### Description of the task
With the records below as your source, retype each line exactly from the top down to the line that contains "jpsim: t o o", and include that line.

### The records
========================
PR #1007, opened 2016-12-19
Add check to ignore urls for line_length rule

### LINKED ISSUE #384: Allow urls to form long lines without long line warnings.
Some urls are just long and shortening them isn't ideal.

jaherhi:
Fixes #384

The rule now detects urls using `NSDataDetector` and replaces them with empty strings, so they can be ignored when checking the length of a line.


CHANGELOG.md
```diff
@@ -6,7 +6,9 @@
 
 ##### Enhancements
 
-* None.
+* Add check to ignore urls in `line_length` rule.
```
jpsim: t o o   m u c h   t r a i l i n g   w h i t e s p a c e 

Just two: see https://github.com/realm/SwiftLint/blob/master/CONTRIBUTING.md#tracking-changes

Source/SwiftLintFramework/Rules/LineLengthRule.swift
```diff
@@ -87,4 +92,14 @@ public struct LineLengthRule: ConfigurationProviderRule, SourceKitFreeRule {
         return modifiedString
     }
 
+    private func stripUrls(fromSourceString sourceString: String) -> String {
+        let types = NSTextCheckingResult.CheckingType.link.rawValue
+        let range = NSRange(location: 0, length: sourceString.characters.count)
```
jpsim: this should be `sourceString.bridge().length` since the number of characters does not always equal the NSString length value.

jaherhi:
Sure, I'll change it so it can be configured 🙂

jaherhi:
The rule is now configurable using `ignore_urls`. It's disabled by default. I also updated the branch to solve some conflicts.

I'm having difficulties to fix the errors Travis shows when testing with SPM and Linux. Any advice on how to proceed with that?

marcelofabri:
@jaherhi I think you need to `import Foundation` on LineLengthRule.swift.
========================
### Result for this exercise
PR #1007, opened 2016-12-19
Add check to ignore urls for line_length rule

### LINKED ISSUE #384: Allow urls to form long lines without long line warnings.
Some urls are just long and shortening them isn't ideal.

jaherhi:
Fixes #384

The rule now detects urls using `NSDataDetector` and replaces them with empty strings, so they can be ignored when checking the length of a line.


CHANGELOG.md
```diff
@@ -6,7 +6,9 @@
 
 ##### Enhancements
 
-* None.
+* Add check to ignore urls in `line_length` rule.
```
jpsim: t o o   m u c h   t r a i l i n g   w h i t e s p a c e 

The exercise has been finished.